Veja o desabafo completo:

MORDAÇA

O relato da adolescente ganhou proporções políticas e sociais enormes, para além do município do Agreste de Alagoas, a ponto de sua escola ser pressionada por integrantes do governo e determinar que as meninas não falassem mais sobre o assunto com a imprensa, sem a presença da direção da escola. 

“Entramos em acordo com a direção, porque esse assunto repercutiu de uma forma muito grande, e a gente está sendo prejudicada bastante. Porque, secretaria e direção, todo mundo está caindo em cima da gente. E, como a gente é de menor, tem todo o protocolo e precisamos entrar em acordo com a direção. Ficou certo de que só quem poderia fazer matérias seria na escola. Se você quiser fazer matéria, você vai lá na escola e a gente faz isso em consenso com todo mundo. Caso contrário, a gente não vai poder fazer, para não ter nenhuma desavença”, disse ao Diário do Poder uma das estudantes que foram caladas pelo mesmo Estado que deveria incentivá-las ao exercício da cidadania plena, desde cedo.

A publicação da foto, no perfil de Beatriz ficou indisponível para visualização nessa quinta-feira (30), provavelmente retirada do ar pela menina.
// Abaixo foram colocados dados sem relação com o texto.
PR #10382, opened 2024-12-01
feat(core-flows, types): update shipping methods upon cart ops

riqwan:
what:

- when cart items change, the shipping methods are changed to reflect the new pricing

RESOLVES CMRC-752


packages/core/core-flows/src/cart/workflows/refresh-cart-items.ts
```diff
@@ -100,7 +101,9 @@ export const refreshCartItemsWorkflow = createWorkflow(
       list: false,
     }).config({ name: "refetch–cart" })
 
-    refreshCartShippingMethodsStep({ cart: refetchedCart })
+    refreshCartShippingMethodsWorkflow.runAsStep({
+      input: { cart_id: cart.id },
```
olivermrbl, line 105: thought: Would it make sense for the workflow to accept `cartOrCartId`? We are already retrieving the cart with shipping methods in the previous step, so it would save us from a DB call

packages/core/core-flows/src/cart/steps/update-shipping-methods.ts
```diff
@@ -0,0 +1,49 @@
...
+import {
+  Modules,
+  getSelectsAndRelationsFromObjectArray,
+} from "@medusajs/framework/utils"
+import { StepResponse, createStep } from "@medusajs/framework/workflows-sdk"
+
+export interface UpdateLineItemsStepInput {
+  id: string
+  items: UpdateLineItemWithSelectorDTO[]
+}
```
olivermrbl: rm
```suggestion
```

packages/core/core-flows/src/cart/steps/refresh-cart-shipping-methods.ts
```diff
@@ -1,73 +0,0 @@
-import {
```
olivermrbl, line 1: suggestion: Maybe just keep this step in case someone is using it (doubt it, but might as well avoid the theorical breaking change)

integration-tests/modules/__tests__/cart/store/cart.workflows.spec.ts
```diff
@@ -2128,18 +2027,15 @@ medusaIntegrationTestRunner({
...
-
-          const { errors } = await listShippingOptionsForCartWorkflow(
+          const { errors, result } = await listShippingOptionsForCartWorkflow(
             appContainer
           ).run({
             input: { cart_id: cart.id },
             throwOnError: false,
           })
 
+          console.log("result -- ", result)
```
olivermrbl:
```suggestion
```

packages/core/core-flows/src/cart/workflows/list-shipping-options-for-cart.ts
```diff
@@ -126,56 +172,49 @@ export const listShippingOptionsForCartWorkflow = createWorkflow(
...
+            MedusaError.Types.INVALID_DATA,
+            `Shipping options with IDs ${ids} do not have a price`
+          )
+        }
 
-        throw new MedusaError(
-          MedusaError.Types.INVALID_DATA,
-          `Shipping options with IDs ${ids} do not have a price`
+        return options.filter((option) =>
+          isDefined(option?.calculated_price?.calculated_amount)
```
olivermrbl: thought: I believe this filter is redundant, as we would otherwise have thrown on undefined prices ealier

packages/core/core-flows/src/cart/workflows/list-shipping-options-for-cart.ts
```diff
@@ -126,56 +172,49 @@ export const listShippingOptionsForCartWorkflow = createWorkflow(
...
-      })
+          return {
+            ...shippingOption,
+            amount: calculated_price?.calculated_amount,
+            is_tax_inclusive:
+              !!calculated_price?.is_calculated_price_tax_inclusive,
+          }
+        })
+
+        const shouldValidatePrices = input.options?.shouldValidatePrices ?? true
```
olivermrbl: thought: What's the idea with this option? When do we not want to validate prices

packages/core/types/src/cart/mutations.ts
```diff
@@ -767,6 +767,11 @@ export interface UpdateShippingMethodDTO {
    */
   amount?: BigNumberInput
 
+  /**
+   * The amount of the shipping method.
```
olivermrbl:
```suggestion
   * The tax inclusivity setting of the shipping method.
```

packages/core/core-flows/src/cart/workflows/add-to-cart.ts
```diff
@@ -111,43 +105,13 @@ export const addToCartWorkflow = createWorkflow(
...
+    emitEventStep({
+      eventName: CartWorkflowEvents.UPDATED,
+      data: { id: input.cart.id },
     })
-
-    refreshPaymentCollectionForCartWorkflow.runAsStep({
-      input: {
-        cart_id: input.cart.id,
-      },
-    })
```
olivermrbl, line 149: question: What happened to these?

riqwan: All of these were already present in the refresh items workflow. Didn't make sense to run them twice

olivermrbl: Oh waow, I hadn't seen. This is great improvement then

packages/core/core-flows/src/cart/workflows/list-shipping-options-for-cart.ts
riqwan: When we create prices for shipping options,we validate them. 

When we're updating price during a cart op, we remove the ones with invalid prices

Happy to choose another way for this, didn't like it either.

packages/core/core-flows/src/cart/workflows/list-shipping-options-for-cart.ts
riqwan: depends on the validation comment here - https://github.com/medusajs/medusa/pull/10382/files#r1867735179

packages/core/core-flows/src/cart/workflows/refresh-cart-shipping-methods.ts
```diff
@@ -0,0 +1,115 @@
...
+                !isPresent(
+                  shippingOptions.find(
+                    (shippingOption) =>
+                      shippingOption.id === shippingMethod.shipping_option_id &&
+                      isDefined(
+                        shippingOption.calculated_price?.calculated_amount
+                      )
+                  )
+                )
+            )
```
olivermrbl: nit: This is a bit hard to read IMO – can we do something about that?

packages/core/core-flows/src/cart/workflows/list-shipping-options-for-cart.ts
```diff
@@ -71,7 +88,7 @@ export const listShippingOptionsForCartWorkflow = createWorkflow(
     )
 
     const customerGroupIds = when({ cart }, ({ cart }) => {
-      return !!cart.id
+      return !!cart.customer_group_id
```
olivermrbl: q: does the cart have a `customer_group_id`? 🤔

packages/core/core-flows/src/cart/workflows/list-shipping-options-for-cart.ts
olivermrbl: I'd almost rather have two steps – one for validating and one without it. I think it's not obvious what's going on here. Wdyt?

integration-tests/http/__tests__/shipping-option/store/shipping-option.spec.ts
```diff
@@ -271,9 +258,11 @@ medusaIntegrationTestRunner({
             expect.objectContaining({
               id: shippingOption.id,
               name: "Test shipping option",
-              amount: 500,
```
olivermrbl, line 274: nit: Think amount is still there right?

packages/core/core-flows/src/cart/workflows/list-shipping-options-for-cart.ts
```diff
@@ -39,6 +30,7 @@ export const listShippingOptionsForCartWorkflow = createWorkflow(
         "id",
         "sales_channel_id",
         "currency_code",
+        "customer.groups.id",
```
olivermrbl: question: If I am not mistaken, we have changed how customer group ID is passed in the pricing context – just want to make sure this is intentional.

We used to pass is as a top-level property:
```
{ ..., customer_group_id: "cusgrp_1234" }
```

Now, it seems we pass it via the cart:
```
{ cart: { customer: { groups: [ { id: "cusgrp_1234" } ] } } }
```

Is that correct, or have I missed something?

olivermrbl (approved):

integration-tests/http/__tests__/shipping-option/store/shipping-option.spec.ts
riqwan: Yes it is, will add that back.

packages/core/core-flows/src/cart/workflows/list-shipping-options-for-cart.ts
riqwan: This was leak from the draft work I had for the changes related to the customer groups i was talking about. Will revert this. 

All of our customer group rules are set as the attribute `customer_group_id`, which doesn't exist in the cart context. The second version you listed should be the actual rule path - `customer.groups.id`. This needs a data migration on price lists and prices, along with some changes in the pricing module, so thought will open a separate PR.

Mas recortes do retrato da frustração seguem circulando pela internet.

O Diário do Poder pediu para que uma das menisas perguntassem aos seus pais, se gostariam de se pronunciar. E também tentou entrarm em contato com a diretora da escola, a professora Valéria. Mas não obteve sucesso.

As jovens pesquisadoras, de origem humilde, buscaram patrocínio e organizaram rifas para poder arcar com os custos da estadia e alimentação na Colômbia, para onde, além delas, somente outros dois grupos de estudantes brasileiros foram convidados. E Beatriz fez questão de nominar e agradecer a todos os patrocinadores.
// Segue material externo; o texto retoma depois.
PR #10389, opened 2024-12-02
feat(user): Migrate user module to DML

adrien2p:
RESOLVES FRMW-2817
**What**
Migrate user to DML

### DIFF
--- a/packages/modules/user/integration-tests/__tests__/invite.spec.ts
+++ b/packages/modules/user/integration-tests/__tests__/invite.spec.ts
@@ -8,22 +8,16 @@ import jwt, { JwtPayload } from "jsonwebtoken"
 
 jest.setTimeout(30000)
 
-const expireDate = new Date().setMilliseconds(
-  new Date().getMilliseconds() + 60 * 60 * 24
-)
-
 const defaultInviteData = [
   {
     id: "1",
     email: "user_1@test.com",
     token: "test",
-    expires_at: expireDate,
   },
   {
     id: "2",
     email: "user_2@test.com",
     token: "test",
-    expires_at: expireDate,
   },
 ]
 
--- a/packages/modules/user/src/migrations/Migration20241202103352.ts
+++ b/packages/modules/user/src/migrations/Migration20241202103352.ts
@@ -1,0 +1,21 @@
+import { Migration } from '@mikro-orm/migrations';
+
+export class Migration20241202103352 extends Migration {
+
+  async up(): Promise<void> {
+    this.addSql('drop index if exists "IDX_invite_email";');
+    this.addSql('CREATE UNIQUE INDEX IF NOT EXISTS "IDX_invite_email_unique" ON "invite" (email) WHERE deleted_at IS NULL;');
+
+    this.addSql('drop index if exists "IDX_user_email";');
+    this.addSql('CREATE UNIQUE INDEX IF NOT EXISTS "IDX_user_email_unique" ON "user" (email) WHERE deleted_at IS NULL;');
+  }
+
+  async down(): Promise<void> {
+    this.addSql('drop index if exists "IDX_invite_email_unique";');
+    this.addSql('CREATE UNIQUE INDEX IF NOT EXISTS "IDX_invite_email" ON "invite" (email) WHERE deleted_at IS NULL;');
+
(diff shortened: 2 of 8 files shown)


packages/modules/user/integration-tests/__tests__/invite.spec.ts
```diff
@@ -8,22 +8,16 @@ import jwt, { JwtPayload } from "jsonwebtoken"
...
     id: "1",
     email: "user_1@test.com",
     token: "test",
-    expires_at: expireDate,
   },
   {
     id: "2",
     email: "user_2@test.com",
     token: "test",
-    expires_at: expireDate,
```
adrien2p, line 26: NOTE: The given value was overritten by the module so it was not doing anything

packages/modules/user/src/services/user-module.ts
```diff
@@ -151,9 +157,7 @@ export default class UserModuleService
     const updates = invites.map((invite) => {
       return {
         id: invite.id,
-        expires_at: new Date().setMilliseconds(
-          new Date().getMilliseconds() + this.config.expiresIn * 1000
-        ),
+        expires_at: new Date(Date.now() + this.config.expiresIn * 1000),
```
adrien2p, line 160: NOTE: this was giving a big int instead of a date, now it does the same thing but provide a date instead

packages/modules/user/src/services/user-module.ts
```diff
@@ -311,26 +315,16 @@ export default class UserModuleService
...
-        expires_at: new Date().setMilliseconds(
-          new Date().getMilliseconds() + this.config.expiresIn * 1000
-        ),
-        token: this.generateToken({ id: invite.id, email: invite.email }),
-      }
-    })
-
-    return await this.inviteService_.update(updates, sharedContext)
+    return await this.inviteService_.create(toCreate, sharedContext)
   }
```
adrien2p, line 328: NOTE: This is a simplification, instead of doing a create and then an update, we only perform a create but the result remain unchanged

packages/modules/user/src/migrations/Migration20241202103352.ts
```diff
@@ -0,0 +1,21 @@
+import { Migration } from '@mikro-orm/migrations';
+
+export class Migration20241202103352 extends Migration {
+
+  async up(): Promise<void> {
+    this.addSql('drop index if exists "IDX_invite_email";');
+    this.addSql('CREATE UNIQUE INDEX IF NOT EXISTS "IDX_invite_email_unique" ON "invite" (email) WHERE deleted_at IS NULL;');
+
+    this.addSql('drop index if exists "IDX_user_email";');
+    this.addSql('CREATE UNIQUE INDEX IF NOT EXISTS "IDX_user_email_unique" ON "user" (email) WHERE deleted_at IS NULL;');
```
adrien2p, line 10: NOTE: this apply the right name based on convention

packages/modules/user/src/models/user.ts
```diff
@@ -1,102 +1,18 @@
...
-    columnType: "timestamptz",
-    defaultRaw: "now()",
+import { model } from "@medusajs/framework/utils"
+
+export const User = model
+  .define("user", {
+    id: model.id({ prefix: "user" }).primaryKey(),
+    first_name: model.text().searchable().nullable(),
+    last_name: model.text().searchable().nullable(),
+    email: model.text().searchable().searchable(),
```
olivermrbl:
```suggestion
    email: model.text().searchable(),
```

olivermrbl (approved):
LGTM

packages/modules/user/src/services/user-module.ts
```diff
@@ -311,26 +315,16 @@ export default class UserModuleService
     }
 
     const toCreate = data.map((invite) => {
+      const id = generateEntityId((invite as { id?: string }).id, "invite")
```
olivermrbl, line 318: thought: Don't think we need this anymore, should be generated automatically no?

adrien2p: I manually provide the id here to be able to generate the token without having to first create and then update the create tuples. We have the same approach in the fulfillment where we rely on the id before it gets created, that way it become known from there and allow us to cut down the back and forth

PR #10391, opened 2024-12-02
feature: add support for check constraints in DML

thetutlage:
Fixes: FRMW-2818

The `.checks` method on the DML could be used to define the PostgreSQL constraints. In the following example, we configure a constraint that validates the `amount` column on the `ShippingMethod` model to have a value of `>=0`.

```ts
const ShippingMethod = model.define('ShippingMethod', {
  amount: model.bigNumber(),
})
.checks([
  (columns) => `${columns.amount} >= 0`
])
```

The `.checks` method accepts an array of callbacks or objects. The object signature must match have the properties accepted by the MikroORM's `@Check` decorator. https://mikro-orm.io/docs/5.9/defining-entities#check-constraints

```ts
const ShippingMethod = model.define('ShippingMethod', {
  amount: model.bigNumber(),
})
.checks([
  {
    name: 'shipping_method_amount_check',
    expression: (columns) => `${columns.amount} >= 0`
  }
])
```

O processo para a liberação das passagens começou a tramitar em 31 de maio deste ano. E tinha, como prazo final para a aquisição das passagens, as 13h da terça-feira (29), horário do voo.

‘FOI CIRCO’

Um integrante do governo chegou a pedir ao Diário do Poder para que a reportagem sobre o assunto não fosse publicada, alegando que seria “pagação de mico”, porque uma representante da escola teria trazido as meninas para “fazer esse circo todo” em Maceió, sabendo que o processo não teria avançado, porque “não foram ao Gabinete Civil e o governador sequer sabia do pleito” endereçado à pasta comandada pelo seu vice, Luciano Barbosa (PMDB).

Procurada, a assessoria de imprensa da Secretaria de Estado de Educação encaminhou nota ao Diário do Poder, alegando que o processo não conseguiu avançar em tempo hábil, por se tratar de uma viagem internacional.
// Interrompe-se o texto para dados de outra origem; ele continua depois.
PR #10394, opened 2024-12-02
German language corrections

pixelwiese:
I corrected some terms that were translated wrong.


kasperkristensen (approved):
LGTM thanks @pixelwiese

PR #10412, opened 2024-12-03
fix(dashboard): Add default value to inventory item combobox

kasperkristensen:
**What**
- Resolves CMRC-761
- Fixes TS errors in the same file.


packages/admin/dashboard/src/hooks/use-combobox-data.tsx
```diff
@@ -50,6 +50,8 @@ export const useComboboxData = <
     enabled: !!defaultValue,
   })
 
+  console.log("initial data", initialData, queryInitialDataBy, defaultValue)
```
olivermrbl:
```suggestion
```

olivermrbl (approved):

PR #10441, opened 2024-12-05
feat: add support for defining hasOne with FK

thetutlage:
Fixes: FRMW-2825

In this PR we add support for defining `hasOne` relationship in DML with support for foreign keys. This is added because of the way relationships are defined within our Medusa modules and many of them needs a `hasOne with Cascades` and `FK` on the same side.

A good example of this is `Cart` and `Address`. The relationship is defined as `Cart hasOne Address` and the `Cart` model has the `address_id`. Also, we want a new address to be created automatically via `cascades: ['persist']` setting when defined on a Cart.


adrien2p (approved):
LGTM, lets move with this and see how it goes during the rest of the migration

thetutlage:
@olivermrbl and @shahednasser. We do not want to document this right now, as we might see some breaking changes coming to `hasOne` with foreign keys as we migrate modules.

PR #10926, opened 2025-01-13
Feat/plugin develop

thetutlage:
Fixes: FRMW-2865

In this PR we add support for developing a plugin in watch mode. During the file change, we re-compile the source code (incrementally), publishes the package, and updates the installations of the plugin. 

We are using `yalc` under the hood and it must be installed as a dev dependency in the plugin project and the main Medusa app.


packages/cli/medusa-cli/src/create-cli.ts
```diff
@@ -254,6 +254,18 @@ function buildLocalCommands(cli, isLocalProject) {
         })
       ),
     })
+    .command({
+      command: "plugin:develop",
+      desc: "Start plugin development process in watch mode. Changes will be re-published to the local packages directory",
```
adrien2p:
```suggestion
      desc: "Start plugin development process in watch mode. Changes will be re-published to the local packages registry",
```

wdyt?

adrien2p (approved):

PR #10934, opened 2025-01-13
docs: remove redundant body parameter in fetch customer

ranjithkumar8352:
Remove redundant body parameter while fetching customer in third-party login docs


shahednasser (approved):
Nice catch thanks!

Leia a explicação oficial:

A Secretaria de Estado da Educação (Seduc) relata que abriu o processo para custear as passagens, no entanto, como se trata de viagem internacional, a tramitação não ocorreu em tempo hábil. A professora responsável, que já viajou com diversos projetos para outros estados e para fora do país, estava ciente e conhece a tramitação. A vinda das estudantes para Maceió não estava autorizada pela Seduc, que jamais iria expor estudantes a tal situação.

A secretaria salienta ainda que só em 2017, seis equipes foram enviadas à Feira Brasileira de Ciências e Engenharia (Febrace), em São Paulo, com todas as despesas custeadas pelo órgão. Bem como para a Expoceti, em Pernambuco. Inclusive, as estudantes que iriam para a Colômbia já haviam apresentado os trabalhos nestas feiras.

Vale ressaltar que diante da crise que assola o país, a Seduc ainda está conseguindo realizar muitas ações, graças ao planejamento financeiro. Como, por exemplo, promover o II Encontro Estudantil, com mais de 1.800 estudantes que participaram da feira de ciências, da mostra de robótica e de apresentações artísticas.